Os Estados Unidos não são signatários do Estatuto de Roma e não reconhecem a jurisdição do TPI.
O governo Trump impôs sanções - que incluem proibição de entrada nos Estados Unidos e congelamento de ativos no país - a vários juízes e promotores do TPI, principalmente devido às investigações sobre Israel, um de seus principais aliados.
Em uma ação apresentada a um tribunal de Nova York, as quatro organizações, entre elas a Human Rights Watch, pediram a anulação das sanções por considerarem que violam a legislação, incluindo a Primeira Emenda da Constituição americana, que garante a liberdade de expressão.
"Trata-se de um abuso de poder ilegal que constitui um ataque frontal ao Estado de Direito, à independência de juízes, promotores e advogados, aos princípios básicos que sustentam a ordem jurídica internacional e ao princípio de acesso à Justiça", afirma a ação.

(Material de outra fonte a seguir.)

Issue #747, opened 2015-09-17
LCD (String) + Buttons high-level node types


barbieri:
It is common to have IoT products with LCD display with buttons (arrows) and need to ask for user input. We should offer some high-level node types to deal with that, for instance a "selector" as required by #732 (see that issue for description on a suggested node type).

Generally speaking these node types should format a multi-line string to be used by other node types such as the `grove/lcd-string`. This is done by taking the number of rows and columns in that display and doing the formatting. 3 input ports should be used to control the component (like: previous/up, next/down and ok/select).

At least the following components should exist:
 * **Boolean:** enter true or false (on/off, labels to come as options).
 * **Integer:** enter an integer value. Input ports increase/decrease the value within a range.
 * **Integer-Large:** similar to integer above, but meant for large numbers like years. This should use 2 more ports to change the position, while increase/decrease ports will affect only that digit at given position.
 * **String:** enter a string. Similar to *integer-large* above, two ports to change the position, two to cycle chars. An option should specify the characters to allow, defaults to ASCII printable.
 * **String-formatted:** similar to string, this takes a format and allows editing "fields" from it. For instance a format could be "{3d:0,255,1}.{3d:0,255,1}.{3d:0,255,1}.{3d:0,255,1}" to enter an IP address or "{2x}:{2x}:{2x}:{2x}:{2x}:{2x}" to edit MAC Address. The node would only edit the fields contained inside it, skipping the formatting such as "." and ":" in above examples. This could be the base for some helpers such as timestamp editor.
 * **Selector:** selects from a list of items, similar to HTML's `<select>`

Nodes should be similar in ports and options. From #732 we could take the proposed interface for **selector**:
   * Options:
       * `columns` (int): the number of columns in the display. Will be used to format the string, including auto-scroll.
       * `rows` (int): the number of rows in the display. If more than 1, will wrap lines.
       * `title` (string): if more than one row, this will be the contents of the first row. Otherwise will be the prefix of the only row in the string.
       * `auto_scroll` (boolean): if true and the contents doesn't fit in the columns, then each row will scroll.
       * `circular` (boolean): if true, this is a circular menu, after the last option it goes back to the first.
   * Input Ports:
       * `ITEMS` (custom packet): the options to be selected.
       * `NEXT` (any): change to the next item.
       * `PREVIOUS` (any): change to the previous item.
       * `SELECT` (any): select the current item.
[...]

PR #971, opened 2015-10-27
form: new int form node, with tests.

glima:

### DIFF
--- a/src/modules/flow/form/form.c
+++ b/src/modules/flow/form/form.c
@@ -31,6 +31,7 @@
  */
 
 #include <errno.h>
+#include <stdio.h>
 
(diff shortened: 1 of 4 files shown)


bdilly:
I've done a few comments, but it seems good overall.

I miss an way to add items, not only using range. Let say, you may want to set the time limit of a foosball match to be 3, 5 or 10 minutes. It wouldn't be possible to do it with form/int.
But I agree this implementation satisfies what was required on issue #747

barbieri:
It Would be a selector, not an int editor. We could add a int selector, but it's not top prio

glima:
Sending v2 now. It turned out I now accept initial values.

Issue #677, opened 2015-09-02
linux-micro debug support (gdbserver)


barbieri:
linux-micro will need a special trick to be debugged: we need to check debug is needed (ie: kernel command line `sol-debug=1`) and in that case we check we're PID1, if so we need to `fork()` and keep a minimal and safe PID1, doing all the work from the child. We should also check if `gdbserver` exists and attach it to the child (or spawn the child using `gdbserver`).

dorileo:
implemented on 358df2f03d929c75c076142b1e8a547eff55f1fa

PR #972, opened 2015-10-27

dorileo:

by the gdbserver and if not provided /dev/tty0 is assumed as default.

### DIFF
--- a/src/lib/common/sol-platform-impl-linux-micro.c
+++ b/src/lib/common/sol-platform-impl-linux-micro.c
@@ -54,6 +54,13 @@
 
 #include "sol-platform-linux-micro-builtins-gen.h"
 
+#define SOL_DEBUG_ARG "sol-debug=1"
+#define SOL_DEBUG_COMM_ARG "sol-debug-comm="
+struct gdbserver {
+    pid_t pid;
+    const char *comm;
+};
+
 static enum sol_platform_state platform_state = SOL_PLATFORM_STATE_INITIALIZING;
 static int reboot_cmd = RB_AUTOBOOT;
 static const char *reboot_exec;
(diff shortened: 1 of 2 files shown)


src/lib/common/sol-platform-impl-linux-micro.c
```diff
@@ -514,16 +521,108 @@ teardown_pid1(void)
...
+    char **argv = sol_argv();
+    bool res = false;
+
+    for (idx = 1; idx < argc; idx++) {
+        if (streq(argv[idx], SOL_DEBUG_ARG))
+            res = true;
+        else if (strstartswith(argv[idx], SOL_DEBUG_COMM_ARG)) {
+            gdb->comm = argv[idx] + strlen(SOL_DEBUG_COMM_ARG);
+            if (res) {
+                SOL_DBG("Got "SOL_DEBUG_ARG" flag and comm");
```
barbieri: print the comm you're going to use.

glima:
Fix the bot checks. Apart from what @barbieri said, it looks like it'll work fine for me.

src/lib/common/sol-platform-impl-linux-micro.c
```diff
@@ -514,16 +521,108 @@ teardown_pid1(void)
...
+            }
+        } else if (!(st.st_mode & S_IXUSR)) {
+            SOL_DBG("gdbserver executable at: %s - is not executable", paths[i]);
+            sol_platform_linux_fork_run_exit(EXIT_FAILURE);
+            continue;
+        }
+
+        gdbserver = paths[i];
+        break;
+    }
```
barbieri: coverity will bitch about  this `stat()` loop, at least it did for other cases like that. I guess we can try to exec them directly, if fail, then we try the next one.

src/lib/common/sol-platform-impl-linux-micro.c
```diff
@@ -514,16 +521,108 @@ teardown_pid1(void)
...
+        sol_platform_linux_fork_run_exit(EXIT_FAILURE);
+    }
+
+    err = snprintf(pids, sizeof(pids), "%d", gdb->pid);
+    if (err < 0 || err >= (int)sizeof(pids)) {
+        SOL_ERR("Could not format pid string to attach gdbserver");
+        sol_platform_linux_fork_run_exit(EXIT_FAILURE);
+    }
+
+    if (execl(gdbserver, gdbserver, "--attach", gdb->comm, pids, (char *)0) == -1) {
```
barbieri: use `NULL` as last, we have it available.

src/lib/common/sol-platform-impl-linux-micro.c
```diff
@@ -514,16 +521,108 @@ teardown_pid1(void)
...
 }
 
+static bool
+sol_platform_linux_micro_should_debug(struct gdbserver *gdb)
+{
+    int idx, argc = sol_argc();
+    char **argv = sol_argv();
+    bool res = false;
+
+    for (idx = 1; idx < argc; idx++) {
```
barbieri: are you sure this works for PID1? I guess we're called without argvs... in that case we'd need to get it from kcmdline.

src/lib/common/sol-platform-impl-linux-micro.c
```diff
@@ -514,16 +521,108 @@ teardown_pid1(void)
...
         int err = setup_pid1();
         SOL_INT_CHECK(err, < 0, err);
 
         want_load_initial_services = true;
+
+        gdb.pid = pid;
+        gdb.comm = "/dev/tty0";
+
+        if (sol_platform_linux_micro_should_debug(&gdb))
+            sol_platform_linux_fork_run(on_fork, on_fork_exit, &gdb);
```
barbieri: hum... I didn't test, but I did think it would not work. Did you confirm it's working?

Usually if you're PID1 you have some restrictions and I thought PTRACE would be forbidden, also not sure what happens if we crash it somehow.

What I initially envisioned was to keep PID1 as a very slim process that spawned the gdbserver and soletta application itself. It would `setenv("SOL_LOAD_INITIAL_SERVICES=1")` to force the application to do its stuff.

We need to be careful to have this slim process to setup the system, such as mounting `/proc`, `/dev`... (that's what `setup_pid1()` does) but not more than that, otherwise we may lose important code paths (ie: one may want  to debug a linux-micro initial service).

The other bit to do in the slim process is to handle SIGCHLD to `waitpid()`... as before, we should reduce code paths, thus no use of main loop stuff, just do a loop with `waitpid()` and it should be good.

summary:

```c
if (pid == 1 && getppid() == 0) {
   int err = setup_pid1();
   SOL_INT_CHECK(err, < 0, err);

   want_load_initial_services = true;
   gdb.comm =  "/dev/tty0";
   if (should_debug(&gdb)) {
      pid_t gdbserver_pid = fork();
      if (gdbserver_pid == 0) {
          args = alloca((_argc + 2) * sizeof(char*));
          args[0] = gdbserver_path;
          args[1] = gdb.comm;
          memcpy(args + 2, _argv, _argc * sizeof(char *));
          setenv("SOL_LOAD_INITIAL_SERVICES=1"); // so the re-execution will still run the services
          execv(gdbserver_path, args); // replace this with a loop that tries all paths. call alloca() BEFORE the loop!
          // does not return. should exit(EXIT_FAILURE)
      } else if (gdbserver_pid > 0) {
          // we enter a minimal system, do not return, just keep collecting zombie processes that goes to pid1
          while (true) {
             int status;
             pid_t child = wait(&status);
             // error handling
            SOL_DBG("child pid=%"PRIu64" exit=%d", (uint64_t)child, status);
          }
          // does not return
      } else { // error handling. I'd just SOL_WRN() and keep going without gdbserver }
   }
}
```

Another reason to do so is to avoid race conditions. If you call `gdbserver --attach PID`, then you may lose important debug paths while gdbserver starts. The only way to avoid them is to have gdbserver to start the process. Then what we do is to re-exec by taking our argv.

The trick is to set `SOL_LOAD_INITIAL_SERVICES=1` so the application will still execute linux micro services even not being pid1.

src/lib/common/sol-platform-impl-linux-micro.c
dorileo: ok

src/lib/common/sol-platform-impl-linux-micro.c
dorileo: ok

src/lib/common/sol-platform-impl-linux-micro.c
dorileo: No, I haven't tested as PID1 yet, I just read the kernel source code and it will pass the "after dash" args as argv.... anyway, it's worth testing and make sure it works somehow.

src/lib/common/sol-platform-impl-linux-micro.c
dorileo: I considered this scenario - mostly due to the spec you wrote on the issue #677 - also discussed with some guys like @glima, and we realized that for that "having a slim pid1 process..." we would need to add some pid1 and forking knowledge to the mainloop and it would be cumbersome for cases of platforms like contiki and riot since they don't have a multi process notion - we would also need to expose a non-linux-specific (I mean a generic api to wrap and fallback to specific platform's implementation) fork_run api and so on, that's the why I moved on with the current approach.

I'm testing this code right now as PID1 to make sure that it works - at least.

glima:
The fact that @dorileo assured me that the server would freeze the process when it attaches was a strong point, but indeed, we know nothing about how much time it will take to the fork to complete (and how much execution of Soletta itself we can lose).

dorileo:
ok @barbieri I got it, the most relevant bits here is the while() to wait for the gdbserver. It's ok, sounds reasonable.

src/lib/common/sol-platform-impl-linux-micro.c
barbieri: As I showed you don't need any fork knowledge in the core, it's all inside linux micro init. What you do is never return from linux micro's platform init, keeping the `wait()` (or `waitpid()`) loop forever. Everything else is handled by the new application that is executed from gdbserver.

dorileo: ok, got it.

dorileo:
v2 coming...

PR #973, opened 2015-10-27
Use "irange-spec" and "int" options

bdilly:
Integer part of task #724.

There are still some node types to be converted / tested,
but the ammount of modules converted is enough to validate
the work done.


glima:
+1

bdilly:
merged

PR #974, opened 2015-10-28
http:client: Fix PARAM_POST_DATA usage

ceolin:
SOL_HTTP_PARAM_POST_DATA is not a key/value and should not be treat as
one.


cabelitos:
+1, however you need to fix the semaphore

ceolin:
semaphore is complaining with something not related with this patch, i guess something wrong happened there.

ceolin:
merged, thanks!

PR #975, opened 2015-10-28
str-slice: implement trailing + leading whitespace helpers

dorileo:
## Changes ##
  - fixed the issues pointed by @lpereira on PR #960;
  - added the underflow test suggested by @lpereira  on PR #960;
  - added ```sol_str_slice_trim()``` function so once can remove trailing and leading white space in a single call;

## Notes ##
This patch was got from my ```linux-micro``` series so we can individually integrate this one so @cabelitos can use in his work.

## Rationale ##
This patch introduces the sol_str_slice_remove_leading_whitespace() and
sol_str_slice_remove_trailing_whitespace() helpers.

### DIFF
--- a/src/lib/datatypes/include/sol-str-slice.h
+++ b/src/lib/datatypes/include/sol-str-slice.h
@@ -32,6 +32,7 @@
 
 #pragma once
 
+#include <ctype.h>
 #include <stdbool.h>
 #include <stdlib.h>
 #include <string.h>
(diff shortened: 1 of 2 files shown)


lpereira:
LGTM. (I'd use an equality comparison instead of `if (slice.len - copy.len)`, but since `copy.len` will never be larger than `slice.len`, this seems fine.)

dorileo:
ok guys, thank you. applied.

PR #976, opened 2015-10-28
generator: it depends on flow, so enforce this dep

dorileo:
The generator code needs the flow support, it will not compile if flow
is disabled since it requires sol-flow-static.h and sol-flow-metatype.h
due the use of SOL_FLOW_NODE_PORT_ERROR_NAME, SOL_FLOW_NODE_PORT_ERROR
and so on.


ibriano:
Correct

PR #977, opened 2015-10-28
samples: c-api samples should depend on flow

dorileo:
Since they use the flow api it doesn't make any sense to build it if
we've disabled flow support.


ibriano:
+2

dorileo:
thanks... applied.

PR #978, opened 2015-10-28
Pin map v3

mbelluzzo:
Changes from **v2**:
* Remove forgotten debug
* Fix json indentation to match it's file
* Change calamari 7seg and rgb led options from int to string to match child node options
  * Solves either @edersondisouza leak and @glima asprintf suggestion
 
Changes from **v1**:
* Changed 'label_open' to 'open_by_label' on API
* 'Un-bump' the version of pin-mux struct
* Fix log_init
* Use the new API on hw io nodes (and fix the nodes that used this as sub-node)
 * Fix conf files, samples and tests


mbelluzzo:
Merging!

PR #979, opened 2015-10-28
HTTP get-json node. v2

cabelitos:
Changes since v1:

* using @dorileo  sol_str_slice_trim()
* s/url/URL/ in http-client.json
* Added one commit fixing a type in sol-flow-composed.c


bdilly:
It's good overall, just a few comments.

cabelitos:
merged with @bdilly suggestions.

PR #980, opened 2015-10-28
Fix FBP_GENERATOR dependency to correct name

otaviobp:
Building soletta with generator support was not possible because
generator dependency was incorrect


otaviobp:
merged with fix proposed by ibriano

PR #3561, opened 2019-01-08
Add filename and line number to debug message

asaadaldien:
Add filename and line number to the debug message. This is useful especially for people who are new to the codebase.


asaadaldien:
I agree with you @zvookin, macros are ugly and actually the more I run debugging the redundant code position text becomes more annoying. I probably overfitted few debugging runs I have early today.

PR #3565, opened 2019-01-09
Fix race conditions during CUDA runtime initialization

jia-kai:
I encountered segfault when calling a Halide cuda function from two threads. This is caused by `halide_cuda_initialize_kernels`, which calls the ctor of `Context`, which calls `load_libcuda` if `cuInit` is NULL. However if `Context::Context` is invoked from two threads, one thread may have resolved `cuInit` but not yet `cuCtxPushCurrent`, and another thread might skip calling `load_libcuda` because it finds `cuInit` to be non-null, and segfault follows when it calls uninitialized `cuCtxPushCurrent`.

This PR fixes this problem by adding a helper `ensure_libcuda_init`, which guards `load_libcuda` call by a spinlock.

### DIFF
--- a/src/runtime/cuda.cpp
+++ b/src/runtime/cuda.cpp
@@ -15,10 +15,15 @@ namespace Halide { namespace Runtime { namespace Internal { namespace Cuda {
 #define CUDA_FN_3020(ret, fn, fn_3020, args) WEAK ret (CUDAAPI *fn)args;
 #define CUDA_FN_4000(ret, fn, fn_4000, args) WEAK ret (CUDAAPI *fn)args;
 #include "cuda_functions.h"
+#undef CUDA_FN
+#undef CUDA_FN_OPTIONAL
+#undef CUDA_FN_3020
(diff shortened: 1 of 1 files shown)


steven-johnson:
LGTM

dsharletg:
This looks OK to me because if I'm reading the code correctly, it's only adding a new synchronization lock/unlock step after it already has skipped a fast already-initialized path: https://github.com/halide/Halide/blob/294133b82ad581d766b3fadfb44d940027866627/src/runtime/cuda.cpp#L141

zvookin:
How is that not double checked locking?

abadams:
It's double-checked locking, but we spent a while analyzing it to make sure it was safe. Hence all the comments.

abadams:
(To be clear - the double-checked locking is in the existing code - not the new code in the PR. The code in the PR unconditionally grabs a spinlock)

abadams:
Clean on the buildbots (#3614 ) . Ping @zvookin

PR #3566, opened 2019-01-09
autoscheduler improvements

benoitsteiner:
Moved the cost model and network size definition into the Halide namespace
Added an API to be able to call the autoscheduler code from c++


apps/autoscheduler/AutoSchedule.h
```diff
@@ -0,0 +1,19 @@
...
+#include "PerfectHashMap.h"
+#include "Featurization.h"
+#include <vector>
+
+namespace Halide {
+namespace Internal {
+
+typedef PerfectHashMap<FunctionDAG::Node::Stage, ScheduleFeatures> StageMapOfScheduleFeatures;
+
+extern "C" {
```
abadams: Why extern "C" linkage?

apps/autoscheduler/CostModel.h
```diff
@@ -3,6 +3,7 @@
 
 #include "HalideBuffer.h"
 
+namespace halide {
```
abadams: halide -> Halide

apps/autoscheduler/AutoSchedule.h
benoitsteiner: This was a quick way to work around the fact that the FunctionDAG class was in an anonymous namespace, and couldn't be linked properly. This isn't required anymore.

apps/autoscheduler/CostModel.h
benoitsteiner: Fixed

PR #3568, opened 2019-01-10
Precompiled test headers

alexreinking:
Building tests (eg. correctness) uses different flags than the default build and this invalidates the precompiled header (PCH) in those targets. This PR produces a test-compatible PCH alongside the default one and speeds up `build_tests` by almost 2x when using GCC.

Also moved `#include "Halide.h"` to the front of any test that includes it to be sure that the PCH will be used. Changed instances of `#include <Halide.h>` to use double quotes for consistency.


abadams:
CXX=g++ make build_tests -j32 for me goes from 1:16 to 0:53 :+1: Let's hope it makes it through the buildbots.

alexreinking:
I should have specified that the 2x speedup was using `-j4` on my laptop :slightly_smiling_face:

PR #3570, opened 2019-01-10
Added support for halide_hexagon_set_thread_priority()

dpalermo:
- Added halide_hexagon_set_thread_priority IDL API to set the
    priority of threads created in the Halide runtime
  - Works similarly to halide_hexagon_set_performance[_mode]
  - A user would call halide_hexagon_set_thread_priority from the
    host app before dispatching a pipeline

    // Increase the default priority of Halide Hexagon threads
    halide_hexagon_set_thread_priority(NULL, 50);

  - Threads will be created with the previously specified priority
  - If not called, the default priority will be used
  - Compatible with old runtimes - priority won't be set w/ old
  - Set qurt_thread_pool.cpp priority default to 100 (to match master thread)
  - Limit priority range from 1 to 255
  - Also set priority on existing master thread
  - Update QURT_THREAD_ATTR_PRIORITY_DEFAULT to match v62 qthread.h
  - Added more documentation to HalideRuntimeHexagonHost.h

    /** Set the priority for Hexagon threads.
     * - Valid priority values range from 1 to 255
     * - Smaller number for higher priority
     * - The highest priority for a user thread is 1, 0 reserved for OS usage
     * - If not set, Halide thread priority will default to 100
     * - This should be called before running a pipeline. */
    // @{
    extern int halide_hexagon_set_thread_priority(void *user_context, int priority);
    // @}

  - Added mmap_dlsym_libs that will search the list of loaded libs as
    8996/sdm820 was failing to find halide_set_default_thread_priority
    using mmap_dlsym
  - For dlopenbuf platforms, using halide_get_symbol instead of dlsym
    directly in order to pick up Dillon's fallback technique of
    checking RTLD_SELF & RTLD_DEFAULT

### DIFF
--- a/src/runtime/HalideRuntimeHexagonHost.h
+++ b/src/runtime/HalideRuntimeHexagonHost.h
@@ -79,7 +79,7 @@ typedef enum halide_hexagon_power_mode_t {
  * @param mipsPerThread - mips requested per thread, to establish a minimal clock frequency per HW thread
  * @param mipsTotal - Total mips requested, to establish total number of MIPS required across all HW threads
  * @param set_bus_bw - Set to TRUE to request bus_bw
- * @param bwMeagabytesPerSec - Max bus BW requested (megabytes per second)
+ * @param bwMegabytesPerSec - Max bus BW requested (megabytes per second)
  * @param busbwUsagePercentage - Percentage of time during which bwBytesPerSec BW is required from the bus (0..100)
  * @param set_latency - Set to TRUE to set latency
  * @param latency - maximum hardware wakeup latency in microseconds.  The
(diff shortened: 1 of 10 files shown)


dsharletg:
Can we first do a PR that just changes the thread priority of thread pool threads, and the pipeline context thread to the same value, something reasonable like 100? Basically, just change these two numbers to the same thing:
https://github.com/halide/Halide/blob/master/src/runtime/qurt_threads.cpp#L47
https://github.com/halide/Halide/blob/master/src/runtime/hexagon_remote/pipeline_context.h#L58

I'm not sure about all of the new features in this PR. The PR doesn't even fix the discrepancy in priority unless one uses halide_hexagon_set_thread_priority, which I don't think we should require people to do. The first thing to do is just make the two constants the same value.

steven-johnson:
What's the status on this?

dpalermo:
This PR does fix the default discrepancy in priority (both master & worker are now defaulting to 100).  You don't need to call halide_hexagon_set_thread_priority() first.  The only other feature this PR adds is the ability for the halide app to specify the priority before dispatching a pipeline...by calling halide_hexagon_set_thread_priority() before the dispatch...in the same way we currently call halide_hexagon_set_performance() before the dispatch.  If there are other comments on the PR, let me know.

dpalermo:
Closing this PR and will break it into multiple/smaller PRs.

PR #3577, opened 2019-01-12
Add crosscompile script for apps

steven-johnson:
Still doing some torture testing but this should be right: use `cross_compile_everything generate` to produce all the .a files to a specific dir, then (on the dest machine) use `cross_compile_everything reassemble` to copy the .a files to the correct bins. (Then you can `make test` as usual.)

### DIFF
--- a/apps/.gitignore
+++ b/apps/.gitignore
@@ -1,1 +1,2 @@
 samples/
+bin1/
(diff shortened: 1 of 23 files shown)


steven-johnson:
Some stupid race conditions, hopefully fixed now

steven-johnson:
Is this still necessary/desirable?

abadams:
It was looking like it right up till the deadline (hence me pinging you Monday morning), but it turns out the AWS arm instances we were using can indeed compile everything on-board. We should use them for buildbots - 16 cores, lots of ram, very cheap.

PR #3580, opened 2019-01-14
Add handling of absd() in Bounds.cpp

steven-johnson:
Formerly this defaulted to bounds-of-type, but that meant that widened expressions never attempted to use the known bounds of the narrow types (e.g. absd(i16(a), i16(b)) would assume [0,65535] even if a and b are known to be i8)

Also, drive-by addition of some debugging infrastructure for Bounds, disabled by default (ala EXPR_MUTATIONS in SImplify)

### DIFF
--- a/src/Bounds.cpp
+++ b/src/Bounds.cpp
@@ -960,6 +960,11 @@ private:
                 b.accept(this);
                 Interval b_interval = interval;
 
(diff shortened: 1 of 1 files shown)


steven-johnson:
Meh, this doesn't handle all the cases I thought it would; not ready for review.

PR #3581, opened 2019-01-14
Add handling of absd() in Bounds.cpp

steven-johnson:
Formerly this defaulted to bounds-of-type, but that meant that widened expressions never attempted to use the known bounds of the narrow types (e.g. absd(i16(a), i16(b)) would assume [0,65535] even if a and b are known to be i8)

Also, drive-by addition of some debugging infrastructure for Bounds, disabled by default (ala EXPR_MUTATIONS in Simplify)

### DIFF
--- a/src/Bounds.cpp
+++ b/src/Bounds.cpp
@@ -1,6 +1,7 @@
 #include <iostream>
 
 #include "Bounds.h"
+#include "ConciseCasts.h"
 #include "CSE.h"
 #include "Debug.h"
 #include "Deinterleave.h"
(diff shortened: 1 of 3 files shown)


src/Bounds.cpp
```diff
@@ -861,6 +965,44 @@ class Bounds : public IRVisitor {
...
+                Expr e = abs(op->args[0] - op->args[1]);
+                e.accept(this);
+            } else {
+                // absd() for int types will always produce a uint result
+                internal_assert(t.is_uint());
+
+                // Recover what the matched types for the args were
+                Expr a = op->args[0];
+                Expr b = op->args[1];
+                match_types(a, b);
```
abadams: Why is this necessary if the absd function already did it?

src/Bounds.cpp
```diff
@@ -861,6 +965,44 @@ class Bounds : public IRVisitor {
...
+                b.accept(this);
+                Interval b_interval = interval;
+
+                a_interval.min = simplify(a_interval.min);
+                a_interval.max = simplify(a_interval.max);
+                b_interval.min = simplify(b_interval.min);
+                b_interval.max = simplify(b_interval.max);
+
+                if (a_interval.is_bounded() && b_interval.is_bounded()) {
+                    // Cast to 64-bit type to minimize cast-out-of-range issues;
```
abadams: To avoid introducing wider types, how about:

interval.max = max(absd(a_interval.max, b_interval.min), absd(a_interval.min, b_interval.max))

src/Bounds.cpp
steven-johnson: You are correct, the match_type'd versions of the args are saved in the op.

src/Bounds.cpp
steven-johnson: ah yes, but brings up another fun fact: `absd()` isn't handled in Simplify_Call.cpp, so `max(absd((uint8)20, (uint8)5), absd((uint8)10, (uint8)30))` isn't simplified down to `(uint8)20` as it should be, thus the newly added test fails

steven-johnson: (adding absd() handling to simplify now)

Issue #3582, opened 2019-01-15
compute_function_value_bounds() ignores impure Funcs with const RDom ranges


steven-johnson:
If you have code that is using (e.g.) `sum()` with fixed-at-compile-time values (for convenience), e.g.

```
      const int radius = 8;
      RDom r(-radius, 2 * radius + 1, -radius, 2 * radius + 1);
      return sum(pixel_cost(x_ + r.x, y_ + r.y));
```
Then compute_function_value_bounds() doesn't even attempt to compute a value bounds: the anonymous function inside `sum()` is impure, so it just skips it entirely and gives it an unbounded range.

You can work around this by rewriting the sum as an explicit loop in C++, of course, but it seems like checking for constant RDom ranges and attempting to calculate useful boundaries here would be worthwhile.

steven-johnson:
As a maybe-better-than-nothing thought, Funcs of this sort that have non-overflowing types (int16, int8, etc) could at least be bounded to bounds-of-type rather than unbounded. (With care for tupled funcs.)

PR #3589, opened 2019-01-15
Use bounds-of-type for bounds of some impure functions (Issue #3582)

steven-johnson:
Also, drive-by fix to move the previous test for uint math into check_constant_bound(), where it belonged in the first place

### DIFF
--- a/src/Bounds.cpp
+++ b/src/Bounds.cpp
@@ -6,6 +6,7 @@
 #include "Deinterleave.h"
 #include "ExprUsesVar.h"
 #include "Func.h"
+#include "InlineReductions.h"
 #include "IR.h"
 #include "IREquality.h"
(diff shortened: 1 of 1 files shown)


src/Bounds.cpp
```diff
@@ -2182,6 +2183,18 @@ FuncValueBounds compute_function_value_bounds(const vector<string> &order,
                 }
 
                 fb[key] = result;
+            } else {
+                // If the Func is impure, we may still be able to specify a bounds-of-type here
+                Type t = f.output_types()[j].element_of();
+                if ((t.is_uint() || t.is_int()) && t.bits() <= 16) {
+                    result = Interval(t.min(), t.max());
+                } else {
+                  result = Interval::everything();
```
abadams: indentation

PR #3590, opened 2019-01-16
Made the scheduler more user friendly, by throwing an assertion inste…

benoitsteiner:
…ad of asserting when it can't find a valid schedule

### DIFF
--- a/apps/autoscheduler/AutoSchedule.cpp
+++ b/apps/autoscheduler/AutoSchedule.cpp
@@ -2947,7 +2947,9 @@ IntrusivePtr<State> optimal_schedule_pass(FunctionDAG &dag,
         std::unordered_map<uint64_t, int> hashes;
         q.swap(pending);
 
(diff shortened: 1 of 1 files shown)


apps/autoscheduler/AutoSchedule.cpp
```diff
@@ -2947,7 +2947,9 @@ IntrusivePtr<State> optimal_schedule_pass(FunctionDAG &dag,
         std::unordered_map<uint64_t, int> hashes;
         q.swap(pending);
 
-        internal_assert(!pending.empty());
```
abadams: internal_assert should already throw an exception when WITH_EXCEPTIONS is on. Perhaps it needs to be #defined separately because this is built separately to Halide?

benoitsteiner: Indeed, closing the PR.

O documento, de 101 páginas, sustenta que as sanções afetam a "capacidade de levar à Justiça os responsáveis por genocídio, crimes de guerra e crimes contra a humanidade", delitos que estão sob a competência do TPI.
As sanções americanas, adotadas com base em uma ordem executiva assinada por Trump em fevereiro de 2025, atingiram oito juízes, três promotores, um especialista da ONU e três organizações de direitos humanos.